> [PROBLEM]: Would you reproduce every line of the material exactly?

> [PROVIDED MATERIAL]:
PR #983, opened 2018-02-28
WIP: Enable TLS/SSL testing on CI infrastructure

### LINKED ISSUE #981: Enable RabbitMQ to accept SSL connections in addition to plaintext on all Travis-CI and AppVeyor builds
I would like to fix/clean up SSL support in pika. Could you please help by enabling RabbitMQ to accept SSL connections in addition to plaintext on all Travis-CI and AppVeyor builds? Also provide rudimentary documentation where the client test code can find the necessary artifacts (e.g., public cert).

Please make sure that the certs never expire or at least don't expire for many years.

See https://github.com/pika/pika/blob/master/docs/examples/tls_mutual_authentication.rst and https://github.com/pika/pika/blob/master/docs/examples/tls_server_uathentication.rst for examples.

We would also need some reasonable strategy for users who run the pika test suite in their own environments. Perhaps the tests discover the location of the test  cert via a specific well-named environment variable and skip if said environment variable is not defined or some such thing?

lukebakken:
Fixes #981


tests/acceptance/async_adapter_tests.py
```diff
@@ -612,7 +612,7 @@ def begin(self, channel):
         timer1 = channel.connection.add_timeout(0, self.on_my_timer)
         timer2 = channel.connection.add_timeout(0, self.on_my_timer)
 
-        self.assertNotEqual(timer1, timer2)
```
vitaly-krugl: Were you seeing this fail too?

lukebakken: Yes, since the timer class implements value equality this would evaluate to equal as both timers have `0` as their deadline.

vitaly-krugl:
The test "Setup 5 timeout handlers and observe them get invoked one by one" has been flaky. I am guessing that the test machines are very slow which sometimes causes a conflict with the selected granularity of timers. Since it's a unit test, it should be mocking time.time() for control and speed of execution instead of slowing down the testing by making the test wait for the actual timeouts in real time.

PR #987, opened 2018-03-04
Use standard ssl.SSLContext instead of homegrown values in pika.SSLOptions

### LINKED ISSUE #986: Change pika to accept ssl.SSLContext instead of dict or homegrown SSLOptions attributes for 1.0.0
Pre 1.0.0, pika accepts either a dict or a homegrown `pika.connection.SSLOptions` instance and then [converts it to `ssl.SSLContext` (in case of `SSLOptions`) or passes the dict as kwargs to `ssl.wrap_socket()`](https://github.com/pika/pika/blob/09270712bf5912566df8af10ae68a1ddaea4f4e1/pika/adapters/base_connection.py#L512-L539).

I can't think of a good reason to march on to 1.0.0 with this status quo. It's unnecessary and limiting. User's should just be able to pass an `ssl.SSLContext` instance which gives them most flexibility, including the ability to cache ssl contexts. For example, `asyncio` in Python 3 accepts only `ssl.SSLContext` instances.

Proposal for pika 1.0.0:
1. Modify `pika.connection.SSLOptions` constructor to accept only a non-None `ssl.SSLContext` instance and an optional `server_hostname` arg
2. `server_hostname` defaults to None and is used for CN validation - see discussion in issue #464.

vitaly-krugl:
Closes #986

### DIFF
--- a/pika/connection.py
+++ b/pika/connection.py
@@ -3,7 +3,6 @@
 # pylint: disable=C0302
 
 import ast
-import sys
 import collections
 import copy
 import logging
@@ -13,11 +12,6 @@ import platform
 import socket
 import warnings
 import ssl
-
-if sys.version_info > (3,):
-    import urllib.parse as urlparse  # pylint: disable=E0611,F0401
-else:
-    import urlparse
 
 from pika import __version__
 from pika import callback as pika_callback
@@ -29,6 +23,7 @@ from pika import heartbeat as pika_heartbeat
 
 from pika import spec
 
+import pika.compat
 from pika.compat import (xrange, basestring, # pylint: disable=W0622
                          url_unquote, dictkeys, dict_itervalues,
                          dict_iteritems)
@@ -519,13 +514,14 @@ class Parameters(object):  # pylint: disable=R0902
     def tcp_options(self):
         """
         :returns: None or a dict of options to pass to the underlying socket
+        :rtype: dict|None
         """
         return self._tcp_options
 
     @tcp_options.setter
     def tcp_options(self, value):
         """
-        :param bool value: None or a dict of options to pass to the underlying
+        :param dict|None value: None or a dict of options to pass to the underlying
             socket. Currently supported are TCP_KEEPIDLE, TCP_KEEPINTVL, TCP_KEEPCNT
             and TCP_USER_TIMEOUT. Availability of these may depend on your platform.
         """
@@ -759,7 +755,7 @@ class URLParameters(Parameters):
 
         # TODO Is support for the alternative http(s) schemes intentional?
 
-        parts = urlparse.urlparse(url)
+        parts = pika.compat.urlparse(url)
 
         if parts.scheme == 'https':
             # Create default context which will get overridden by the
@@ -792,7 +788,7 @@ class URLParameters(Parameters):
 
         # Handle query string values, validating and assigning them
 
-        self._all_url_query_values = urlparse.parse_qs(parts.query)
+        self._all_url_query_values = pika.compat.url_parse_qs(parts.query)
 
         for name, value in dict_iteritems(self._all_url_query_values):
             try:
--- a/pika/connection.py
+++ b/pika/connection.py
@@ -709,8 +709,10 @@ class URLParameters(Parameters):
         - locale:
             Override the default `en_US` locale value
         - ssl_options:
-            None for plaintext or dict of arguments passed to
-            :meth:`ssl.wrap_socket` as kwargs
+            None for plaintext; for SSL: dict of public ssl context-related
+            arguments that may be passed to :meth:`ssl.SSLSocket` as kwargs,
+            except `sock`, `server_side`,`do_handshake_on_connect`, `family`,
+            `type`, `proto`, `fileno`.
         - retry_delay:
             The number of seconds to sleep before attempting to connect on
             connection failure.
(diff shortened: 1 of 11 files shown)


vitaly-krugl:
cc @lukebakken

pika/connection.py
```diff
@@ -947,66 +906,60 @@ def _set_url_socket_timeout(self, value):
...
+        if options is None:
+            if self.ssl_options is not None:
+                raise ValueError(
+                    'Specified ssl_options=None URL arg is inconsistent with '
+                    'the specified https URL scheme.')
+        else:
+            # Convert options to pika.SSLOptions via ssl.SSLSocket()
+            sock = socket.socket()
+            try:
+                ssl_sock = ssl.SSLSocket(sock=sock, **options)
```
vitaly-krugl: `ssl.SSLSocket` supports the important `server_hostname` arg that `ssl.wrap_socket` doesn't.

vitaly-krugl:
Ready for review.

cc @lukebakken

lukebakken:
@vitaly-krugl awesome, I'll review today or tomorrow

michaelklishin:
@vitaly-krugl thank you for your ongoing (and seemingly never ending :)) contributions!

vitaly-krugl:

> [RESPONSE TO THIS EXERCISE]:
PR #983, opened 2018-02-28
WIP: Enable TLS/SSL testing on CI infrastructure

### LINKED ISSUE #981: Enable RabbitMQ to accept SSL connections in addition to plaintext on all Travis-CI and AppVeyor builds
I would like to fix/clean up SSL support in pika. Could you please help by enabling RabbitMQ to accept SSL connections in addition to plaintext on all Travis-CI and AppVeyor builds? Also provide rudimentary documentation where the client test code can find the necessary artifacts (e.g., public cert).

Please make sure that the certs never expire or at least don't expire for many years.

See https://github.com/pika/pika/blob/master/docs/examples/tls_mutual_authentication.rst and https://github.com/pika/pika/blob/master/docs/examples/tls_server_uathentication.rst for examples.

We would also need some reasonable strategy for users who run the pika test suite in their own environments. Perhaps the tests discover the location of the test  cert via a specific well-named environment variable and skip if said environment variable is not defined or some such thing?

lukebakken:
Fixes #981


tests/acceptance/async_adapter_tests.py
```diff
@@ -612,7 +612,7 @@ def begin(self, channel):
         timer1 = channel.connection.add_timeout(0, self.on_my_timer)
         timer2 = channel.connection.add_timeout(0, self.on_my_timer)
 
-        self.assertNotEqual(timer1, timer2)
```
vitaly-krugl: Were you seeing this fail too?

lukebakken: Yes, since the timer class implements value equality this would evaluate to equal as both timers have `0` as their deadline.

vitaly-krugl:
The test "Setup 5 timeout handlers and observe them get invoked one by one" has been flaky. I am guessing that the test machines are very slow which sometimes causes a conflict with the selected granularity of timers. Since it's a unit test, it should be mocking time.time() for control and speed of execution instead of slowing down the testing by making the test wait for the actual timeouts in real time.

PR #987, opened 2018-03-04
Use standard ssl.SSLContext instead of homegrown values in pika.SSLOptions

### LINKED ISSUE #986: Change pika to accept ssl.SSLContext instead of dict or homegrown SSLOptions attributes for 1.0.0
Pre 1.0.0, pika accepts either a dict or a homegrown `pika.connection.SSLOptions` instance and then [converts it to `ssl.SSLContext` (in case of `SSLOptions`) or passes the dict as kwargs to `ssl.wrap_socket()`](https://github.com/pika/pika/blob/09270712bf5912566df8af10ae68a1ddaea4f4e1/pika/adapters/base_connection.py#L512-L539).

I can't think of a good reason to march on to 1.0.0 with this status quo. It's unnecessary and limiting. User's should just be able to pass an `ssl.SSLContext` instance which gives them most flexibility, including the ability to cache ssl contexts. For example, `asyncio` in Python 3 accepts only `ssl.SSLContext` instances.

Proposal for pika 1.0.0:
1. Modify `pika.connection.SSLOptions` constructor to accept only a non-None `ssl.SSLContext` instance and an optional `server_hostname` arg
2. `server_hostname` defaults to None and is used for CN validation - see discussion in issue #464.

vitaly-krugl:
Closes #986

### DIFF
--- a/pika/connection.py
+++ b/pika/connection.py
@@ -3,7 +3,6 @@
 # pylint: disable=C0302
 
 import ast
-import sys
 import collections
 import copy
 import logging
@@ -13,11 +12,6 @@ import platform
 import socket
 import warnings
 import ssl
-
-if sys.version_info > (3,):
-    import urllib.parse as urlparse  # pylint: disable=E0611,F0401
-else:
-    import urlparse
 
 from pika import __version__
 from pika import callback as pika_callback
@@ -29,6 +23,7 @@ from pika import heartbeat as pika_heartbeat
 
 from pika import spec
 
+import pika.compat
 from pika.compat import (xrange, basestring, # pylint: disable=W0622
                          url_unquote, dictkeys, dict_itervalues,
                          dict_iteritems)
@@ -519,13 +514,14 @@ class Parameters(object):  # pylint: disable=R0902
     def tcp_options(self):
         """
         :returns: None or a dict of options to pass to the underlying socket
+        :rtype: dict|None
         """
         return self._tcp_options
 
     @tcp_options.setter
     def tcp_options(self, value):
         """
-        :param bool value: None or a dict of options to pass to the underlying
+        :param dict|None value: None or a dict of options to pass to the underlying
             socket. Currently supported are TCP_KEEPIDLE, TCP_KEEPINTVL, TCP_KEEPCNT
             and TCP_USER_TIMEOUT. Availability of these may depend on your platform.
         """
@@ -759,7 +755,7 @@ class URLParameters(Parameters):
 
         # TODO Is support for the alternative http(s) schemes intentional?
 
-        parts = urlparse.urlparse(url)
+        parts = pika.compat.urlparse(url)
 
         if parts.scheme == 'https':
             # Create default context which will get overridden by the
@@ -792,7 +788,7 @@ class URLParameters(Parameters):
 
         # Handle query string values, validating and assigning them
 
-        self._all_url_query_values = urlparse.parse_qs(parts.query)
+        self._all_url_query_values = pika.compat.url_parse_qs(parts.query)
 
         for name, value in dict_iteritems(self._all_url_query_values):
             try:
--- a/pika/connection.py
+++ b/pika/connection.py
@@ -709,8 +709,10 @@ class URLParameters(Parameters):
         - locale:
             Override the default `en_US` locale value
         - ssl_options:
-            None for plaintext or dict of arguments passed to
-            :meth:`ssl.wrap_socket` as kwargs
+            None for plaintext; for SSL: dict of public ssl context-related
+            arguments that may be passed to :meth:`ssl.SSLSocket` as kwargs,
+            except `sock`, `server_side`,`do_handshake_on_connect`, `family`,
+            `type`, `proto`, `fileno`.
         - retry_delay:
             The number of seconds to sleep before attempting to connect on
             connection failure.
(diff shortened: 1 of 11 files shown)


vitaly-krugl:
cc @lukebakken

pika/connection.py
```diff
@@ -947,66 +906,60 @@ def _set_url_socket_timeout(self, value):
...
+        if options is None:
+            if self.ssl_options is not None:
+                raise ValueError(
+                    'Specified ssl_options=None URL arg is inconsistent with '
+                    'the specified https URL scheme.')
+        else:
+            # Convert options to pika.SSLOptions via ssl.SSLSocket()
+            sock = socket.socket()
+            try:
+                ssl_sock = ssl.SSLSocket(sock=sock, **options)
```
vitaly-krugl: `ssl.SSLSocket` supports the important `server_hostname` arg that `ssl.wrap_socket` doesn't.

vitaly-krugl:
Ready for review.

cc @lukebakken

lukebakken:
@vitaly-krugl awesome, I'll review today or tomorrow

michaelklishin:
@vitaly-krugl thank you for your ongoing (and seemingly never ending :)) contributions!

vitaly-krugl:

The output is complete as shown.